Issue #27, opened 2022-10-14
Huge difference test result compare with benchmark.js


kainstar:
When I compare the benchmark result between different libraries, I found a huge difference in 'ops/sec' value, there are my code and console result:

### code:
```js
// import Benchmark, { Suite, map, filter } from "benchmark";
import { createRequire } from 'node:module'

const require = createRequire(import.meta.url)
const Benchmark = require('benchmark')
var suite = new Benchmark.Suite();

suite
  .add("RegExp#test", function () {
    /o/.test("Hello World!");
  })
  .add("String#indexOf", function () {
    "Hello World!".indexOf("o") > -1;
  })
  // add listeners
  .on("cycle", function (event) {
    console.log(String(event.target));
  })
  .on("complete", function (benches) {
    console.log(
      "Fastest is " +
      Benchmark.map(Benchmark.filter(benches, "fastest"), "name")
    );
  })
  // run async
  .run({ async: true });
```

───

§ **What is expected**
Your reply should be a single number: how many lines in the entries above hold the string "indexOf".

§ **Reply**
2